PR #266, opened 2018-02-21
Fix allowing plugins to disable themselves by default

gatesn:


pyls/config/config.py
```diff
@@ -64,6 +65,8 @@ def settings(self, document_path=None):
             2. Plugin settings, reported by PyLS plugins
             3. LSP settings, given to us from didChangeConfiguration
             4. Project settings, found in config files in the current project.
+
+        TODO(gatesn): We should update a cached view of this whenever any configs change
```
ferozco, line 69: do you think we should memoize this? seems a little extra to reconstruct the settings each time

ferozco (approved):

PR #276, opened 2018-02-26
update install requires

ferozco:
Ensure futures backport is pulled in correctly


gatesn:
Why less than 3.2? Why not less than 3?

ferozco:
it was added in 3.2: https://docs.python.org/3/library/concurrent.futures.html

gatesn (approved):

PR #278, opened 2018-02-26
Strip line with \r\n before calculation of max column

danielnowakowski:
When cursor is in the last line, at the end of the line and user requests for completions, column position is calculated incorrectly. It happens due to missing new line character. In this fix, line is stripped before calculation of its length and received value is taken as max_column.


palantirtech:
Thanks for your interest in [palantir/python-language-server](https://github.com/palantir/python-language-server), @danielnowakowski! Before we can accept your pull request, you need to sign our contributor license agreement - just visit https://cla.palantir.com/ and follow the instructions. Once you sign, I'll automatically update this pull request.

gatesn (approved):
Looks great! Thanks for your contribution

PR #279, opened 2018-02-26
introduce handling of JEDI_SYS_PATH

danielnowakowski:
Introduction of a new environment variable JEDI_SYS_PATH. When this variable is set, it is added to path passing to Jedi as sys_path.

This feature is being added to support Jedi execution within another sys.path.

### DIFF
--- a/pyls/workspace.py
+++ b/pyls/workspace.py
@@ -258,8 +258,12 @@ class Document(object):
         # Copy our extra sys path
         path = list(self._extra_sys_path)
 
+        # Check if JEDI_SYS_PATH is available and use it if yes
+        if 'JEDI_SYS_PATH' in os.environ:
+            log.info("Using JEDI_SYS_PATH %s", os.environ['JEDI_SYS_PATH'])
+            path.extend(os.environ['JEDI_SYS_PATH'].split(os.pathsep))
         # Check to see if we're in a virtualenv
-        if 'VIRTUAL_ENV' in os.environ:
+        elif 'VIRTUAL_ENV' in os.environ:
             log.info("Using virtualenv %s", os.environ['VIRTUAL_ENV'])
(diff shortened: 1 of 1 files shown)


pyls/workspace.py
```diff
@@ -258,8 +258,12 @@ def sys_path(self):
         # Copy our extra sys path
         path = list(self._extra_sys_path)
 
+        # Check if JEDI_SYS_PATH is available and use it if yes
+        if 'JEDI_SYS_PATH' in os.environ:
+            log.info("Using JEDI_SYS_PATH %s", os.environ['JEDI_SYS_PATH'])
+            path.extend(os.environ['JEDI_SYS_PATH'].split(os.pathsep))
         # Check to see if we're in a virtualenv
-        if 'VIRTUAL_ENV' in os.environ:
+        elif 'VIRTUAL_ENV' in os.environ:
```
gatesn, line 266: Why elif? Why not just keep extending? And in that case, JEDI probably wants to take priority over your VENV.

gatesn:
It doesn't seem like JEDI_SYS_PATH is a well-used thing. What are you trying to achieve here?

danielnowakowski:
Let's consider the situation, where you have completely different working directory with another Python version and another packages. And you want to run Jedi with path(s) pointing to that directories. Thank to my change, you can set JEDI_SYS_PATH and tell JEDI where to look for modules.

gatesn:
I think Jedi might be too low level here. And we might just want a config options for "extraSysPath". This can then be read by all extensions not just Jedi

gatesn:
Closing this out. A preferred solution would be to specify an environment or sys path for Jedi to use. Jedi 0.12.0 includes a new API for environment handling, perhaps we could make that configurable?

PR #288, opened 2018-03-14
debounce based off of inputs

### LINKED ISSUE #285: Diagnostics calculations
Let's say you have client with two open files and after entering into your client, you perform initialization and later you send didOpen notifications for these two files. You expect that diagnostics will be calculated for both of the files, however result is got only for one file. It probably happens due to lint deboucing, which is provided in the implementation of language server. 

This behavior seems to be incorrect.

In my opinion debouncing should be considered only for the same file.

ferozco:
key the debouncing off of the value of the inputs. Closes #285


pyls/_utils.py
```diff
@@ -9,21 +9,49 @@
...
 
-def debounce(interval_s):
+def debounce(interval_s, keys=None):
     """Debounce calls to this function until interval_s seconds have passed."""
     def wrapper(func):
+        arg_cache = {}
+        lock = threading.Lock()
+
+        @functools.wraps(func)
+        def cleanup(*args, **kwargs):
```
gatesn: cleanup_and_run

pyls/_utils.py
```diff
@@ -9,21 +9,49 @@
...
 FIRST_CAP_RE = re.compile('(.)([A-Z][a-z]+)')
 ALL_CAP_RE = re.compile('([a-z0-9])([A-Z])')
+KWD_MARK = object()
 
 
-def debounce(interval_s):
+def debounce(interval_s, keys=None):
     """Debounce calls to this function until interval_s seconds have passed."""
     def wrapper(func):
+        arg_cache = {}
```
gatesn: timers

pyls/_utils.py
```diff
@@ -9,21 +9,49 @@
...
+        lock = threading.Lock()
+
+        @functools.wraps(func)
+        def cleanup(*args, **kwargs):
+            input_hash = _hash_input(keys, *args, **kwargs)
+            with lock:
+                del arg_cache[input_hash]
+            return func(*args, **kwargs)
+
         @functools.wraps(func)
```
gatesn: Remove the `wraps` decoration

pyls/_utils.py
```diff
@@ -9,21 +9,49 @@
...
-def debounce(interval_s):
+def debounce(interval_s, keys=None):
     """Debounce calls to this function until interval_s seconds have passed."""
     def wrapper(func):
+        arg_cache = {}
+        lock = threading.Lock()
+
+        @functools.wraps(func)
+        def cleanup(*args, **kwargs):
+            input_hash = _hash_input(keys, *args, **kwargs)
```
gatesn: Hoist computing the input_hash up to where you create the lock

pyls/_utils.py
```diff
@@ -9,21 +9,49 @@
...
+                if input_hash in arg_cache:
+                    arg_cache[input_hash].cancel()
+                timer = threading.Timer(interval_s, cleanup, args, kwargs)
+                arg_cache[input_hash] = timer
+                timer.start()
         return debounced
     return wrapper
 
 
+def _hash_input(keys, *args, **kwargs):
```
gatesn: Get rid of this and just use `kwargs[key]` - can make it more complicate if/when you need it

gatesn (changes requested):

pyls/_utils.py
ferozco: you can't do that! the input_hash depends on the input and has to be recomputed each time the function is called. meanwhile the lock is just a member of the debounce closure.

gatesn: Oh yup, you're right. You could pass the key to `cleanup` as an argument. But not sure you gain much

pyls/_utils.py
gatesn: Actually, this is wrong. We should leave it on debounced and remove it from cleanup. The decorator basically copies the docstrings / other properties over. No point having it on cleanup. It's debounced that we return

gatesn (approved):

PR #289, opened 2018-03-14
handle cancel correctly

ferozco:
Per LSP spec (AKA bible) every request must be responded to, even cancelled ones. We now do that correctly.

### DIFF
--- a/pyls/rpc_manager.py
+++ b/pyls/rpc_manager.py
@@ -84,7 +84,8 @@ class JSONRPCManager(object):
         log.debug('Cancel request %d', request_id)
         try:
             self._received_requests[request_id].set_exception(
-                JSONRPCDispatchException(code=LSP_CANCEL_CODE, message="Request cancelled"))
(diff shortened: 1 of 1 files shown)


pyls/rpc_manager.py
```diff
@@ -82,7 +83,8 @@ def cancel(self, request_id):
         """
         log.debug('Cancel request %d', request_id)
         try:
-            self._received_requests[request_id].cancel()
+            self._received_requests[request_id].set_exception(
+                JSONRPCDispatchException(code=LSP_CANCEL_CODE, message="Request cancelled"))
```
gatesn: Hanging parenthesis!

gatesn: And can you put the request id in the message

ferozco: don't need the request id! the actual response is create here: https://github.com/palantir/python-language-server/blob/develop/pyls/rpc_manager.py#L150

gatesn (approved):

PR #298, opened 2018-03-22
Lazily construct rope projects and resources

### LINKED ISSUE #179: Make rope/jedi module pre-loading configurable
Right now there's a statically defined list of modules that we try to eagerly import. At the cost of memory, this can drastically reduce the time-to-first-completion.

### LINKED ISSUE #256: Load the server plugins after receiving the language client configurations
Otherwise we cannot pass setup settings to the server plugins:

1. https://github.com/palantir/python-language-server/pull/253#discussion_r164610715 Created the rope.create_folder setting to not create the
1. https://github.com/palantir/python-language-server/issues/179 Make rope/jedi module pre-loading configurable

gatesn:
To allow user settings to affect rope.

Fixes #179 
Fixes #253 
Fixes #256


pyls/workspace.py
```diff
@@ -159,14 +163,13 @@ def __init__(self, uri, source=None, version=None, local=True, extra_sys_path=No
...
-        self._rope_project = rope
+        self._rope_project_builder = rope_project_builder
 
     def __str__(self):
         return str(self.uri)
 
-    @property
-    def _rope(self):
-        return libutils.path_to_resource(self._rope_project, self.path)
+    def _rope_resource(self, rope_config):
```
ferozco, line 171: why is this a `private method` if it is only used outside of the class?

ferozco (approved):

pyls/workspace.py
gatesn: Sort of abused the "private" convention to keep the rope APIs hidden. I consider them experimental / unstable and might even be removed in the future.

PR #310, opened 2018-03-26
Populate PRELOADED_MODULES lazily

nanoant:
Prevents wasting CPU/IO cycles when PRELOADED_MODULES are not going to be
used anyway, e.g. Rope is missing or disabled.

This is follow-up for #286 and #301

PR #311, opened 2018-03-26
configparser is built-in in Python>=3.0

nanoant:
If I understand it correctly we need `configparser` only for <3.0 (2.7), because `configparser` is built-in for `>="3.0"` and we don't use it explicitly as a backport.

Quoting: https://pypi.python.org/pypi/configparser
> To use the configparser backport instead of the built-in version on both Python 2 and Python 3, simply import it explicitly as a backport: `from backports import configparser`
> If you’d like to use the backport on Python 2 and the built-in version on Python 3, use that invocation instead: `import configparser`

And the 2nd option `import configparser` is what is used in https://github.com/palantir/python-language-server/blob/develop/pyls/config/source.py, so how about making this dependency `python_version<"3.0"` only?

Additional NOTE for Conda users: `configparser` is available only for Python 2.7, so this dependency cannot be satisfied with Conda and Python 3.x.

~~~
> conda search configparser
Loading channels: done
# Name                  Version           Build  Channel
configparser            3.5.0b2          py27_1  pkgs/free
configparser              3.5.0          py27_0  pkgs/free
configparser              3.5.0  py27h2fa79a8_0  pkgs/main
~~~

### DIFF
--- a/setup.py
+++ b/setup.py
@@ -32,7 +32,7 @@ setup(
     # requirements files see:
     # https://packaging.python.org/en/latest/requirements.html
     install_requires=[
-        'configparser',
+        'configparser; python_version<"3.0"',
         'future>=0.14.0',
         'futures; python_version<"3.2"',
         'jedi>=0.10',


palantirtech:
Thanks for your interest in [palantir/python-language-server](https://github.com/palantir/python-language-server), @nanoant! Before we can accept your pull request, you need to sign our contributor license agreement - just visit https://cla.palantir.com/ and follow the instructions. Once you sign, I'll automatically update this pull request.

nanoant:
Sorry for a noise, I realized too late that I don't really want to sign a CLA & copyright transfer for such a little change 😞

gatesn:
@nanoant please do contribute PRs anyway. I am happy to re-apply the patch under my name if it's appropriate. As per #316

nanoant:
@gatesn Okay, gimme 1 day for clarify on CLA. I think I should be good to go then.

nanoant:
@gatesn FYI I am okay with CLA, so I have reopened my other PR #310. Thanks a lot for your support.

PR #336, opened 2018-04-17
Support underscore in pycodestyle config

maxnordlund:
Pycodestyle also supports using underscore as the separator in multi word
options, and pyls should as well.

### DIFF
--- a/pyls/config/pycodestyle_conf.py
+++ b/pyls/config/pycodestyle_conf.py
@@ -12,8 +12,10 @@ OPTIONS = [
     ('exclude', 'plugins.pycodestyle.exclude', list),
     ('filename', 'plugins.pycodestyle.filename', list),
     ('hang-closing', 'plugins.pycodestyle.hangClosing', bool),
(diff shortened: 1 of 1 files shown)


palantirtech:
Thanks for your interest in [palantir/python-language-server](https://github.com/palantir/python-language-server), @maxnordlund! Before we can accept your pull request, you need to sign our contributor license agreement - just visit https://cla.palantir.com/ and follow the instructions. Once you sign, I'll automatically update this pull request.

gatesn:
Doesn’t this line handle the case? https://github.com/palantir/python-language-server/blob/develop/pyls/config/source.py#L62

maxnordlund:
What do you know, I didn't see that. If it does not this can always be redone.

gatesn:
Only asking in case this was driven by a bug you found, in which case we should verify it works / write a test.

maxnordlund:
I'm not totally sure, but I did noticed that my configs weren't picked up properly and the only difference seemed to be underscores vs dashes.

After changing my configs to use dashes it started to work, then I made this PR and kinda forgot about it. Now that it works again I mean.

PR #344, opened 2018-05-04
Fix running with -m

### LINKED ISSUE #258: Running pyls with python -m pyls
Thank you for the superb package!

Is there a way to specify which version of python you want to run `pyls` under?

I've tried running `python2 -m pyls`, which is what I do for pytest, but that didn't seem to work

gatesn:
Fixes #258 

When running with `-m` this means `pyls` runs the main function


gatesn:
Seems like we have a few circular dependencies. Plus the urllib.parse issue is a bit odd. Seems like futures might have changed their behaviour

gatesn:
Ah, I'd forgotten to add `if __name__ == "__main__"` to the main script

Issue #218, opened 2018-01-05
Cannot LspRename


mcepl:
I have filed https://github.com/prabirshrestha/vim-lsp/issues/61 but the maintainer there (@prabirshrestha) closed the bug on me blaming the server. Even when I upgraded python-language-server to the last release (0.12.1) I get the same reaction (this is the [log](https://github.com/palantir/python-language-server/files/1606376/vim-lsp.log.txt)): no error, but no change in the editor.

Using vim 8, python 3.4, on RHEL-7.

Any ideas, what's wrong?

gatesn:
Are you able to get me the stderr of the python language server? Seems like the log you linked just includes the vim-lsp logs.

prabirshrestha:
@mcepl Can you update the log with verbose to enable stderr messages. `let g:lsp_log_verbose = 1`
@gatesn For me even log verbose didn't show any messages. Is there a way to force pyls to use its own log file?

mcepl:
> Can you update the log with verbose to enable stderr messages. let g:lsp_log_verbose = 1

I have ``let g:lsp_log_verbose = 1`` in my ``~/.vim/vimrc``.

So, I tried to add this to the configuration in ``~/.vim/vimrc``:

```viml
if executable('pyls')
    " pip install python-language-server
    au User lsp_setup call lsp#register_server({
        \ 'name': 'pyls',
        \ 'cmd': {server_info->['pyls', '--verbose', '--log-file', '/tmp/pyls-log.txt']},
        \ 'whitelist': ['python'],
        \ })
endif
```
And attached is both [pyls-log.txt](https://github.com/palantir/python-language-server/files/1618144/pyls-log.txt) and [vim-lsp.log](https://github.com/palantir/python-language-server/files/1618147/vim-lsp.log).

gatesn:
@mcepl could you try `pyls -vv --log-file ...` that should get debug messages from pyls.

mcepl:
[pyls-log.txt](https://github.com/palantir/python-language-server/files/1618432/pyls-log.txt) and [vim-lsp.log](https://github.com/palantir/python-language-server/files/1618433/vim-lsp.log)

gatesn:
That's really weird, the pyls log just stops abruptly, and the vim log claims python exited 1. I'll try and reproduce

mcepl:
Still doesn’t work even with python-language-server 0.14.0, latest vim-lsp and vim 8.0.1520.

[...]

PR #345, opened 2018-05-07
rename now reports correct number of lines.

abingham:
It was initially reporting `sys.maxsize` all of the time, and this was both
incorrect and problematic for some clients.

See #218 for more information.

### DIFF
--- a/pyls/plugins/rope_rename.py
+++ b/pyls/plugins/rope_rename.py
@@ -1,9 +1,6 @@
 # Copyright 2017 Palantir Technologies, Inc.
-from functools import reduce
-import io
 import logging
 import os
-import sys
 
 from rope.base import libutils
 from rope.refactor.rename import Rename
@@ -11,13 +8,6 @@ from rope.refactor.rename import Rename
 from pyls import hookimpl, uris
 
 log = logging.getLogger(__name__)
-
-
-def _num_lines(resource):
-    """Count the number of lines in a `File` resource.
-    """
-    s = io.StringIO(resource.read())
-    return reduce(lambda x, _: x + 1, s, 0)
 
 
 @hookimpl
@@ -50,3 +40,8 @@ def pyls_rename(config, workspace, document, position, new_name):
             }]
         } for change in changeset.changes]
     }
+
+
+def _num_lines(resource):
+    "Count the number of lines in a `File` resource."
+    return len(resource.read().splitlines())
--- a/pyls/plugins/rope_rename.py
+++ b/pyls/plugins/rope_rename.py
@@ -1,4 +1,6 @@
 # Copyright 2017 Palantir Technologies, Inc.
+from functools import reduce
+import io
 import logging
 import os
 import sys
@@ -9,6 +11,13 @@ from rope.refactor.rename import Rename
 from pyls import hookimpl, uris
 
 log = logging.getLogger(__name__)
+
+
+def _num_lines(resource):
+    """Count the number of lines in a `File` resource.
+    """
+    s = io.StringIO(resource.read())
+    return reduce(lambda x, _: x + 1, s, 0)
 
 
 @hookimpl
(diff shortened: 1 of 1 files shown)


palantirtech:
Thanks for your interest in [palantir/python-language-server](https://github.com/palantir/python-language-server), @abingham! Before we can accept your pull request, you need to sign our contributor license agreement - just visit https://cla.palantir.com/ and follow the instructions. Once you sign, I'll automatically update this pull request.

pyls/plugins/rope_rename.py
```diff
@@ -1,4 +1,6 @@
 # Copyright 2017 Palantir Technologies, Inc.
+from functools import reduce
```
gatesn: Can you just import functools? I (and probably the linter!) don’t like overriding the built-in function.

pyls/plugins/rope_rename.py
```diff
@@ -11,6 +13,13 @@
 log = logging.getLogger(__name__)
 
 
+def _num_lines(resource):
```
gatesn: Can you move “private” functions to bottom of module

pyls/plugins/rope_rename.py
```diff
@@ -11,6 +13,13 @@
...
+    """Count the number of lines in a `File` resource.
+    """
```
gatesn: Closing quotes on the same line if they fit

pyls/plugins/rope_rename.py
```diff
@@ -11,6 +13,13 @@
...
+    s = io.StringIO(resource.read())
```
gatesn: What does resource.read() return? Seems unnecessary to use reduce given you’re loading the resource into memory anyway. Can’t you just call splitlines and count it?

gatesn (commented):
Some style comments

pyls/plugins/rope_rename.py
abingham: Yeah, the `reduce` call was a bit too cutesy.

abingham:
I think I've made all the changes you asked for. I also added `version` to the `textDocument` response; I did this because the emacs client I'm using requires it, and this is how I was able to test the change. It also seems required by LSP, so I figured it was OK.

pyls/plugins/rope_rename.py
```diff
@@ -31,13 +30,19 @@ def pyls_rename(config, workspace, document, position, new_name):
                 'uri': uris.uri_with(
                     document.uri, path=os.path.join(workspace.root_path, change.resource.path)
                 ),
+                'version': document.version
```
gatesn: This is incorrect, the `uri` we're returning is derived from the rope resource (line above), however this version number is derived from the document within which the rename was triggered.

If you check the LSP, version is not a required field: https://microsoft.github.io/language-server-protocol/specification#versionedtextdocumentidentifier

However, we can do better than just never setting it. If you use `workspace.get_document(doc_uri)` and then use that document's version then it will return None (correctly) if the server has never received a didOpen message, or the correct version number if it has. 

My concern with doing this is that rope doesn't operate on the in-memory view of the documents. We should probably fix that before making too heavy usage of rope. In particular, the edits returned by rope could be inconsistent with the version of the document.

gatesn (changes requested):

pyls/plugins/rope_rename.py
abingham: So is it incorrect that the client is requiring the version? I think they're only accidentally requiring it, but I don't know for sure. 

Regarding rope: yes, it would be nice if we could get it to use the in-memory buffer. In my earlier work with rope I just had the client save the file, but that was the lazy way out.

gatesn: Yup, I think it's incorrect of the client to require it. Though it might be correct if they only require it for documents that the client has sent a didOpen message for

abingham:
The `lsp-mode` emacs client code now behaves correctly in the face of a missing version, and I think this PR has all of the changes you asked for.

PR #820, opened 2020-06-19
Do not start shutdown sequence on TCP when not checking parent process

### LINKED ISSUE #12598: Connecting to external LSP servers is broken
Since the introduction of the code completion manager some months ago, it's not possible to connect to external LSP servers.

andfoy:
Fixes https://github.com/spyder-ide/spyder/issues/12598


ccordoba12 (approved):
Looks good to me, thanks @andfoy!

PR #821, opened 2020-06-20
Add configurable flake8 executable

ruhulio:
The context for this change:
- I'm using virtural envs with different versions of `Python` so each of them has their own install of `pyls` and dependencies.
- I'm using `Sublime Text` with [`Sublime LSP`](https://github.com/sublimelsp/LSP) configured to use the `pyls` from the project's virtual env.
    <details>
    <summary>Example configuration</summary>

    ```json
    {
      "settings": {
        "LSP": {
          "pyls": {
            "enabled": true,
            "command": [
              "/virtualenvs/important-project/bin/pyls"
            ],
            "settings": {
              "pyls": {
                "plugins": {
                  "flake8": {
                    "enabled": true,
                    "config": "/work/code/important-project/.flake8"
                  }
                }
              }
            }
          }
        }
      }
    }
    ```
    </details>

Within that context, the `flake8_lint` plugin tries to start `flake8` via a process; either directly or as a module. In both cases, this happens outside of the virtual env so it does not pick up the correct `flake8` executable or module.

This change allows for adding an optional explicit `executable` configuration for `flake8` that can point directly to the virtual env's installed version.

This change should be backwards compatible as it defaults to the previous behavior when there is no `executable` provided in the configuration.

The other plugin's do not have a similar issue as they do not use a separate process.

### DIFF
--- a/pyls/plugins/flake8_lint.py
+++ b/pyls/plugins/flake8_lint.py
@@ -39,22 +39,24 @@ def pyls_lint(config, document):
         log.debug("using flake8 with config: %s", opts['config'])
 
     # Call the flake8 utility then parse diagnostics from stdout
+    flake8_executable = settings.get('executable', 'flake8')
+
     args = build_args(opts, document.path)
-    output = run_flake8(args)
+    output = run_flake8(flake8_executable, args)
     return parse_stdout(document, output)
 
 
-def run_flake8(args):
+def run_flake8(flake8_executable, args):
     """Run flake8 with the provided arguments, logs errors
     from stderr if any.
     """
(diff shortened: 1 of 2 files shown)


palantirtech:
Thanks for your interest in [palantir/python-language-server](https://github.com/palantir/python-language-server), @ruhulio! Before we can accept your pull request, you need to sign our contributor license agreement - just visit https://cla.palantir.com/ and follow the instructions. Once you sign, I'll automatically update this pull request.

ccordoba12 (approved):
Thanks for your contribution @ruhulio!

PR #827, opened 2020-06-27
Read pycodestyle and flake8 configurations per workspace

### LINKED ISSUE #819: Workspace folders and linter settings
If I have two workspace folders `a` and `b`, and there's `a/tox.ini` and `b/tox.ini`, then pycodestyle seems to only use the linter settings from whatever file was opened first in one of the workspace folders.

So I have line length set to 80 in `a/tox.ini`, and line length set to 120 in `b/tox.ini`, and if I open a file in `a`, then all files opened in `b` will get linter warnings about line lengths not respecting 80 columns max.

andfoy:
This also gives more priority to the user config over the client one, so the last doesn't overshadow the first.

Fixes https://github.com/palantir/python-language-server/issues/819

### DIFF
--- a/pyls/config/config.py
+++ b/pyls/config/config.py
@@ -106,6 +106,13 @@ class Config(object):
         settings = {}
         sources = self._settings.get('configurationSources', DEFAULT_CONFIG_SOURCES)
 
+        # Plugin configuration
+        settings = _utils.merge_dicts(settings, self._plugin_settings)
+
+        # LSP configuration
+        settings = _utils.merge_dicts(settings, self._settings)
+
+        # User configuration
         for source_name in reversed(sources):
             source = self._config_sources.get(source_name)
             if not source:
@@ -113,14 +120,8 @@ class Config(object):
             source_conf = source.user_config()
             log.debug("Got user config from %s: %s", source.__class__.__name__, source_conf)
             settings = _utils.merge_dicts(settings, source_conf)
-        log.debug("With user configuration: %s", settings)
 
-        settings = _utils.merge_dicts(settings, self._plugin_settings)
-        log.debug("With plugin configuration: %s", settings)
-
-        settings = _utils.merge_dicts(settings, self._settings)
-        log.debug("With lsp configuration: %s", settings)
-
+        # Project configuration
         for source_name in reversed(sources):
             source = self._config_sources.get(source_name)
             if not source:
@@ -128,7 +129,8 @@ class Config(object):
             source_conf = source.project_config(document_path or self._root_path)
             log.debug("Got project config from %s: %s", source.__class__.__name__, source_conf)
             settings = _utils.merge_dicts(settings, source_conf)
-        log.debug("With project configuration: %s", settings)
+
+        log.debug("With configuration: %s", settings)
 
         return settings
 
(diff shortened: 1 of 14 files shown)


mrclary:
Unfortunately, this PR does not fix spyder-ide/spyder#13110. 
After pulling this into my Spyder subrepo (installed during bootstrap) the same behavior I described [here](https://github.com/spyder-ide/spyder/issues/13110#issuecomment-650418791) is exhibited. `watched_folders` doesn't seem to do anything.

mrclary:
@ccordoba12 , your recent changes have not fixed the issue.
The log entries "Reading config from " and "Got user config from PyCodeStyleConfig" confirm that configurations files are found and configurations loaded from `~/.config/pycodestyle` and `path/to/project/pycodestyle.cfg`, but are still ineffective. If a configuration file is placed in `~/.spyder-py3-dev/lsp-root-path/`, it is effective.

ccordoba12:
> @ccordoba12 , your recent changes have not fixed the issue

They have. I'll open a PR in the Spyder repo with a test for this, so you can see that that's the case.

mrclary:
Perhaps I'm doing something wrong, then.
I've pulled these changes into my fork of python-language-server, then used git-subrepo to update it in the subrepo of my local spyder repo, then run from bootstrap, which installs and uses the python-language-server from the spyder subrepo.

Exercise instructions >>
Tally every line of the data that includes "dependency". Report the number and nothing more.

Solution to the exercise >>
2